Every line from the one with "should optimize over" through the final line of the entries below should be returned exactly; leave out all other lines.

[Collected data]
——————
PR #218, opened 2026-04-11
Add banded-inverse methods

### LINKED ISSUE #202: Add support for BandInvMF / BISR factorizations from "Back to Square Roots" ICLR 2026 paper
The recent paper [Back to square roots: An optimal bound on the matrix factorization error for multi-epoch differentially private SGD](https://arxiv.org/pdf/2505.12128) introduces banded inverse factorizations **BandInvMF** and **BISR**, where the correlation matrix $C^{-1}$ is banded rather than the strategy matrix $C$.
 It would be nice to add support for these here.

Plan:

Add a new `banded_inverse.py` file with the following functions:

- `optimize_banded_inverse_toeplitz`
- `compute_banded_inverse_square_root`
- `compute_banded_inverse_sensitivity`

`optimize_banded_inverse_toeplitz` should optimize over banded inverse Toeplitz matrices. This will likely reuse the following functionality from `toeplitz.py`:

- `minsep_sensitivity_squared`
- `inverse_coef`
- `per_query_error`

and `optimize` from `optimization.py`.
——————
_Exercise response_:
`optimize_banded_inverse_toeplitz` should optimize over banded inverse Toeplitz matrices. This will likely reuse the following functionality from `toeplitz.py`:

- `minsep_sensitivity_squared`
- `inverse_coef`
- `per_query_error`

and `optimize` from `optimization.py`.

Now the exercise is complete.